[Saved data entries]

.....

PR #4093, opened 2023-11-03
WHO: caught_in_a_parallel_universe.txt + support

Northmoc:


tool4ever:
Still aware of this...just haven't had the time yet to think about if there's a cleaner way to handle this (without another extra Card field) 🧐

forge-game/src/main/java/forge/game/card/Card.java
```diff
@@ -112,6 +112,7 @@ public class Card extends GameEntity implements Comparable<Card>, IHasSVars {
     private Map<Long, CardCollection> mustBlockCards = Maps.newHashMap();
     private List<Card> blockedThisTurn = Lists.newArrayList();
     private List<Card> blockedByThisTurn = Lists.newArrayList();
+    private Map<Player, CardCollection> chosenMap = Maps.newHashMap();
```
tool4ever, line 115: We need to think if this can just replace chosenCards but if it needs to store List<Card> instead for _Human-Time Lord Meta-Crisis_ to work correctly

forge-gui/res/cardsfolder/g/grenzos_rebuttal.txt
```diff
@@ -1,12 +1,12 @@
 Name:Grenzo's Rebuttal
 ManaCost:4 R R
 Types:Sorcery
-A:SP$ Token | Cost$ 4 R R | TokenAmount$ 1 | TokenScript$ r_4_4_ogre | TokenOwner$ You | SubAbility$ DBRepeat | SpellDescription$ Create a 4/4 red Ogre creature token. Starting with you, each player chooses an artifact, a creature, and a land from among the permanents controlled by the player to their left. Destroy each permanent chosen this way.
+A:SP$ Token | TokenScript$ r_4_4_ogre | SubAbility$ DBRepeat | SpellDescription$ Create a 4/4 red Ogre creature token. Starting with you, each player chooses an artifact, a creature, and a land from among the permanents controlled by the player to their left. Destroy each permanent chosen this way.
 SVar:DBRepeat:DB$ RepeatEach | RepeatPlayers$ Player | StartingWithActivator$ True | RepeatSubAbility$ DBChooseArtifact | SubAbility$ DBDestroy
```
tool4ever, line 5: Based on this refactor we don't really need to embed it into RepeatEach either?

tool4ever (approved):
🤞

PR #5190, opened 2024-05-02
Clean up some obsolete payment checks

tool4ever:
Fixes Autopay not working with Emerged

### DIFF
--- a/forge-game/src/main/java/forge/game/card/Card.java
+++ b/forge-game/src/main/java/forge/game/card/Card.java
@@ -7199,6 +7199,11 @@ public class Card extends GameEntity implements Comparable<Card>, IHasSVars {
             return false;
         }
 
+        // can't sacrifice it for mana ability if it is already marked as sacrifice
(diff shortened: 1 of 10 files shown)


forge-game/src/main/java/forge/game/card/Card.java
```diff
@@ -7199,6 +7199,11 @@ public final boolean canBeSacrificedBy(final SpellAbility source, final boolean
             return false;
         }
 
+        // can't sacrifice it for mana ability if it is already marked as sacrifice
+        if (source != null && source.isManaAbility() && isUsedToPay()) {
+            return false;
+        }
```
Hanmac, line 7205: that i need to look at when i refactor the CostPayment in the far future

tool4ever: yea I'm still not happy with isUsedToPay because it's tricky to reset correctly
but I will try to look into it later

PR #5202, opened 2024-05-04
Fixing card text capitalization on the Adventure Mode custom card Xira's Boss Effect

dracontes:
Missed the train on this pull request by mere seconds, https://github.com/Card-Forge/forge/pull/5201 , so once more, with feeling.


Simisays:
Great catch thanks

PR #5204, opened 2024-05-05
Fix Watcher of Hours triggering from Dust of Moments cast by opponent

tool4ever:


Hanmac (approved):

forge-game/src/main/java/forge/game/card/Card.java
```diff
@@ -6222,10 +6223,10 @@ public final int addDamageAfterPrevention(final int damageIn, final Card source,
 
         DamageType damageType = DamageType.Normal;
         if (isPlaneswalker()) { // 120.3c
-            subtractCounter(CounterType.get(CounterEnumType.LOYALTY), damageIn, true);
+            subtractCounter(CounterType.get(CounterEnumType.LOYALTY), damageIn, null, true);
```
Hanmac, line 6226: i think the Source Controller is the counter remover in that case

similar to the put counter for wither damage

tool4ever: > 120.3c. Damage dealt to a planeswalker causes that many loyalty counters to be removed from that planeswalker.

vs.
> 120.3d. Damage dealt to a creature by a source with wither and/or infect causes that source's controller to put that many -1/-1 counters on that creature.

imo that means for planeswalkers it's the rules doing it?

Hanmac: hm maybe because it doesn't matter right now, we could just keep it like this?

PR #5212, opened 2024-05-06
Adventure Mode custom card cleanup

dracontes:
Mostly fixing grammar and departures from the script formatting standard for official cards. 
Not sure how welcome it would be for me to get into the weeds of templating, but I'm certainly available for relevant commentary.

.....

Assignment >> Which lines in the data above hold the string "subtractCounter"? Return each of them.

Solution for this task >>
-            subtractCounter(CounterType.get(CounterEnumType.LOYALTY), damageIn, true);
+            subtractCounter(CounterType.get(CounterEnumType.LOYALTY), damageIn, null, true);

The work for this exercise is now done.